▸ **WHAT TO WORK ON**: Please return every line of the records below that holds the word "approved".

▸ **PROVIDED DATA**:
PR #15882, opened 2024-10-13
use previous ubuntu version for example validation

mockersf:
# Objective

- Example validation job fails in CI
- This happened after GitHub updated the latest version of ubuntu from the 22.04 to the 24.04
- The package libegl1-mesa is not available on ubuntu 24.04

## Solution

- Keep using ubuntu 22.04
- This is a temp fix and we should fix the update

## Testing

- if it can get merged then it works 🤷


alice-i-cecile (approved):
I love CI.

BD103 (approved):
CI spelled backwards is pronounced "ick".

---

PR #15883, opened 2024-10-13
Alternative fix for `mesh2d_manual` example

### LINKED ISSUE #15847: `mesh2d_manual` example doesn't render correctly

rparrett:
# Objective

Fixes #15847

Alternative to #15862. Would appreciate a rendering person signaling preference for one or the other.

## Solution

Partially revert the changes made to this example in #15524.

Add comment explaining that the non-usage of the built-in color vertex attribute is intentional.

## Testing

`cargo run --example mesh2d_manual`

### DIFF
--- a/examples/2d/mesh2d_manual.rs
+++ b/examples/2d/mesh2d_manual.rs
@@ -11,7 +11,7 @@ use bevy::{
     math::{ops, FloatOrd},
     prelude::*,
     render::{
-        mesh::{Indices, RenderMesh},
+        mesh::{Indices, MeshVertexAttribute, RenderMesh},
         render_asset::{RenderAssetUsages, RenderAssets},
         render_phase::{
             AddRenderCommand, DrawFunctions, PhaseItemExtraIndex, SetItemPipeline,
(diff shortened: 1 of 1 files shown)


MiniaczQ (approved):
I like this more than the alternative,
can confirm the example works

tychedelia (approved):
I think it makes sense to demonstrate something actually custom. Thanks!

▸ **RESPONSE TO THIS EXERCISE**:
alice-i-cecile (approved):
BD103 (approved):
MiniaczQ (approved):
tychedelia (approved):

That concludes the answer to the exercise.